(197b) Comparison of Lng Computational Fluid Dynamics Consequence Modeling with Brayton Field Fire School Test Data – Preliminary Assessment

Complex scenarios increase the demand of Computational Fluids Dynamics (CFD) modeling. Either explosion or gas dispersion, CFD consequence modeling has become an inevitable tool to predict effect of a release. Passive barrier such as dike, containment pit, and vapor barrier have been recommended to be used in order to control LNG release on land and its associated LNG spreading, vapor dispersion, and pool fire. Because of limited LNG field experimental data, the effectiveness of these barriers and its proper CFD application are not well understood therefore they are not used efficiently. The combination of CFD modeling and field test could reduce the uncertainties associated with passive barriers and advance the industry to a better understanding of passive barriers or other mean of mitigations.

BP technology and Mary O'Connor Process Safety Center has joined together in a program to study LNG hazards and mitigation systems for LNG vapor. This program is to study vapor dispersion modeling using CFD model and perform LNG field experiment at the Texas A&M University's Brayton fire school.

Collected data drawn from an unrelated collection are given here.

Issue #357, opened 2020-02-19
Support GitHub milestone percentage


wopian:
Milestones are kinda tucked away on GitHub - behind `Issues -> Milestones` and would be nice to be able to list the statuses of on-going projects from READMEs.

# Example

`/github/milestones/<repoOwner>/<repo>/<milestoneID>/<milestoneName>`
`/github/milestones/chrislgarry/Apollo-11/1/Comanche055` produces:
![](https://flat.badgen.net/badge/Comanche055/93%25?color=green)

![image](https://user-images.githubusercontent.com/3440094/74804839-51160580-52d9-11ea-9c5c-081ae3f4b7e4.png)

# API

REST https://developer.github.com/v3/issues/milestones/
GraphQL https://developer.github.com/v4/object/milestone/

amio:
That's nice!

PR #358, opened 2020-02-20
feat(github): add milestone percentages

wopian:
Implements #357 

Division by 0 is handled and follows GitHub by treating no issues as 0%. Percentages are floored to the nearest integer (e.g 94%)

### DIFF
--- a/api/github.ts
+++ b/api/github.ts
@@ -2,7 +2,7 @@ import cheerio from 'cheerio'
 import distanceToNow from 'date-fns/formatDistanceToNow'
 
 import got from '../libs/got'
-import { version, millify } from '../libs/utils'
+import { version, millify, coverageColor } from '../libs/utils'
 import { createBadgenHandler, BadgenError, PathArgs } from '../libs/create-badgen-handler'
 
 export default createBadgenHandler({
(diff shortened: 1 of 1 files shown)


amio:
PS, @wopian what do you think about an actual bar? built with `█▉▊▋▌▍▎▏` and `\u0020`(spaces):

styfle:
The actual bar looks really strange. I don't think it would be clear what it means.

I think it would be best to show a color and a percentage like code coverage.

image

image

amio:
Plus, I forgot there's another rule, __the badge color should represent `status`, not other info__

wopian:
image

image

amio:
Sorry I didn't make it clear 😂

I agree with @styfle 's opinion that __"a milestone is similar to test coverage -- its all the issues you have to fix to ship the milestone"__, and with another thought supporting it too: __"the badge color should represent `status`, the percent, not the implicit onSchedule"__.

So let's keep your original implementation, @wopian sorry for the extra works 🙏

amio:
@wopian Can you revert last change? then we are good to go!

amio:
@wopian Thanks!

tunnckoCore:
Sweeet!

The paper presents the result of LNG field tests and its associated CFD modeling. LNG field experiment results on 22 ft by 33 ft and 4ft deep containment pit is described. An extra four feet wall added as an obstacle to the vapor cloud. Two scenarios were developed in this pit for LNG spill on water and spill in the concrete. Gas concentration and temperature is recorded to be compared with CFD simulation. CFD simulation is useful because of the shape of the wall and the depth of the pit. Both scenarios have important information that are incorporated into LNG flow rate, transient evaporation rate, level of LNG in the pit, or pool formation onto water surface with higher evaporation rate.